Data:

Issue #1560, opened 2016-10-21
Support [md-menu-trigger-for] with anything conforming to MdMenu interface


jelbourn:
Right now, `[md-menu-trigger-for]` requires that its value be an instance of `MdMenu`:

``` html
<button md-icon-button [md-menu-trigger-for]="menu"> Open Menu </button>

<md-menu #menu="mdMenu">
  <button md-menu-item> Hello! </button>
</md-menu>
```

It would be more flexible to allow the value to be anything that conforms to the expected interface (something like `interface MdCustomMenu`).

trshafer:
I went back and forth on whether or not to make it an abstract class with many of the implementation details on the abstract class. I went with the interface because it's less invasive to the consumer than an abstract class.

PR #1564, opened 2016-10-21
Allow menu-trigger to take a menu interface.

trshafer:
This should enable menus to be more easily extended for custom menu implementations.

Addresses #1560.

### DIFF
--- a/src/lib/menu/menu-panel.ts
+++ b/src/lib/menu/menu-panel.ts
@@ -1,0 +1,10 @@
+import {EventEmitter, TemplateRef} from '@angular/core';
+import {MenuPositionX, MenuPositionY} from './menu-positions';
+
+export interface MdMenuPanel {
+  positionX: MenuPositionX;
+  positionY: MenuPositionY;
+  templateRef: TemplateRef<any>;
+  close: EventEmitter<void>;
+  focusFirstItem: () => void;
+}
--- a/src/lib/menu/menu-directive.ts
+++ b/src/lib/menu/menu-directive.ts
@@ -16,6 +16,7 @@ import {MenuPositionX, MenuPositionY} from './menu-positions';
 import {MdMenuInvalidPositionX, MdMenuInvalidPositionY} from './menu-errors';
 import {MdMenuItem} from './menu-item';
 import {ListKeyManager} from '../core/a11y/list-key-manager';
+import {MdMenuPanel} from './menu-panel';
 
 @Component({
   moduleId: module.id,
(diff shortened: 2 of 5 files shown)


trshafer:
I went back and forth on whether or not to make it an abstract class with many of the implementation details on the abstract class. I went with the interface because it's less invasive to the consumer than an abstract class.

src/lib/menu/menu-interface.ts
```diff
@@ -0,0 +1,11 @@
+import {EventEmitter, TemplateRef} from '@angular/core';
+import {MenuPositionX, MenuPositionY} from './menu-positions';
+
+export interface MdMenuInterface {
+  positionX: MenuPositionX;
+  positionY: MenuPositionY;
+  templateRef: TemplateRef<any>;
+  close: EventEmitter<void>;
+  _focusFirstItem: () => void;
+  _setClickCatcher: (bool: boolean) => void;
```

* * *

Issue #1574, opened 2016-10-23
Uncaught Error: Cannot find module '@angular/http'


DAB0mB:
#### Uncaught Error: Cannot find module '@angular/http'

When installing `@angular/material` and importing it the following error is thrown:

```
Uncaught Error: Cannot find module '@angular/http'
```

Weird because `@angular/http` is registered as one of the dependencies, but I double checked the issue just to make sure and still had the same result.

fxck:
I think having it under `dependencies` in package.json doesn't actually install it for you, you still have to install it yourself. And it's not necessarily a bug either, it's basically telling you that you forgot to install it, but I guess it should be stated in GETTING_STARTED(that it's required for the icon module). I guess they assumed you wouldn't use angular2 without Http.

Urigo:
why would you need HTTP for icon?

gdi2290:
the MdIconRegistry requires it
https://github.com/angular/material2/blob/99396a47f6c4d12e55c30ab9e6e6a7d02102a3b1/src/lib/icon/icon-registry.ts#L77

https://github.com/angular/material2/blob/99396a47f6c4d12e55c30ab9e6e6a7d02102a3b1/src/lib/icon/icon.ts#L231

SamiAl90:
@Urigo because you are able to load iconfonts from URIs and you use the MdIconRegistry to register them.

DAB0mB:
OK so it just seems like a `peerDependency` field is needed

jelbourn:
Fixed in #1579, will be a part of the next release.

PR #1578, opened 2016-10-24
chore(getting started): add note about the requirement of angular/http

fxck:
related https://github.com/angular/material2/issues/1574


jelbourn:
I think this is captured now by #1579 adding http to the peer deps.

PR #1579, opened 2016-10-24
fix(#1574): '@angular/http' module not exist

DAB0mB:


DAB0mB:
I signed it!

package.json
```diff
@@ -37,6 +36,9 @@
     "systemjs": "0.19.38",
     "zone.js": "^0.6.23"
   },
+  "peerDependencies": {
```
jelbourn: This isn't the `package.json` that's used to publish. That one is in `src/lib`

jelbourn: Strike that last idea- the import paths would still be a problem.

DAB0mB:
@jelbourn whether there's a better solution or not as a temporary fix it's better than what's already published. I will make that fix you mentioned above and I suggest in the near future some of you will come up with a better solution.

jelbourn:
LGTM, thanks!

---

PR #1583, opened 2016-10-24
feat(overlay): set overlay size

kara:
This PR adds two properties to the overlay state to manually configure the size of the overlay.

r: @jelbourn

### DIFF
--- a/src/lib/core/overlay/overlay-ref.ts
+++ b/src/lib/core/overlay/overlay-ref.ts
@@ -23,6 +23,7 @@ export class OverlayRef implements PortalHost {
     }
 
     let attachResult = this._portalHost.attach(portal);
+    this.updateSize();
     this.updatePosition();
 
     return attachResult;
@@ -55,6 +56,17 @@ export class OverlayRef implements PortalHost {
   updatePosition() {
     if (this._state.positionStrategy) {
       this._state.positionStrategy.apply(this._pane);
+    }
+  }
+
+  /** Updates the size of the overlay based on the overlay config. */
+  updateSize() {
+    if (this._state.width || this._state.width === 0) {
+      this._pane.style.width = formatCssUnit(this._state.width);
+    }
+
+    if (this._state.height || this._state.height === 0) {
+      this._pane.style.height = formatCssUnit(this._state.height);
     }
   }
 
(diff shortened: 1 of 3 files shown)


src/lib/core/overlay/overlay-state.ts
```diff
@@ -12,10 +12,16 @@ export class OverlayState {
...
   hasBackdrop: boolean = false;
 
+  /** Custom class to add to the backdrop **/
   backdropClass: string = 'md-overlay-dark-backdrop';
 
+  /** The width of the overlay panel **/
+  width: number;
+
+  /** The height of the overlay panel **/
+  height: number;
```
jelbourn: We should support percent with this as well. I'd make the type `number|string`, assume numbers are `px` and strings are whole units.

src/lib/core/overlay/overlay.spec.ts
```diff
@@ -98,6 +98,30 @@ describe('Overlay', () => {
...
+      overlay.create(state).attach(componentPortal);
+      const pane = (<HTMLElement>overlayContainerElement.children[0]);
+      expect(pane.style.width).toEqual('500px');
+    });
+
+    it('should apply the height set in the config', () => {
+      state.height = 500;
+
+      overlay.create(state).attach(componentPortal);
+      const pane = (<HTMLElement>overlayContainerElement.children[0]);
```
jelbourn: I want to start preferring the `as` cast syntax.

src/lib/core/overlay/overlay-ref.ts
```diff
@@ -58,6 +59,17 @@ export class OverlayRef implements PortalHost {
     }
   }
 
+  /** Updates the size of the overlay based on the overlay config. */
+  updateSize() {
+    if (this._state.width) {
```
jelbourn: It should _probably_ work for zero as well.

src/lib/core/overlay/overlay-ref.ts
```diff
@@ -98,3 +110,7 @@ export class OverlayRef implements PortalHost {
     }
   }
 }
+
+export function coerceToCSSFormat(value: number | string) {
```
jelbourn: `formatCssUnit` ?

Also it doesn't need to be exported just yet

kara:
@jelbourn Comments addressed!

Exercise goal: What is needed is a verbatim copy of every line in the records above from the one containing "Issue #1560, opened 2016-10-21" down to the one containing "-1,0 +1,10 @@", both included, and nothing more.

Answer section:
Issue #1560, opened 2016-10-21
Support [md-menu-trigger-for] with anything conforming to MdMenu interface


jelbourn:
Right now, `[md-menu-trigger-for]` requires that its value be an instance of `MdMenu`:

``` html
<button md-icon-button [md-menu-trigger-for]="menu"> Open Menu </button>

<md-menu #menu="mdMenu">
  <button md-menu-item> Hello! </button>
</md-menu>
```

It would be more flexible to allow the value to be anything that conforms to the expected interface (something like `interface MdCustomMenu`).

trshafer:
I went back and forth on whether or not to make it an abstract class with many of the implementation details on the abstract class. I went with the interface because it's less invasive to the consumer than an abstract class.

PR #1564, opened 2016-10-21
Allow menu-trigger to take a menu interface.

trshafer:
This should enable menus to be more easily extended for custom menu implementations.

Addresses #1560.

### DIFF
--- a/src/lib/menu/menu-panel.ts
+++ b/src/lib/menu/menu-panel.ts
@@ -1,0 +1,10 @@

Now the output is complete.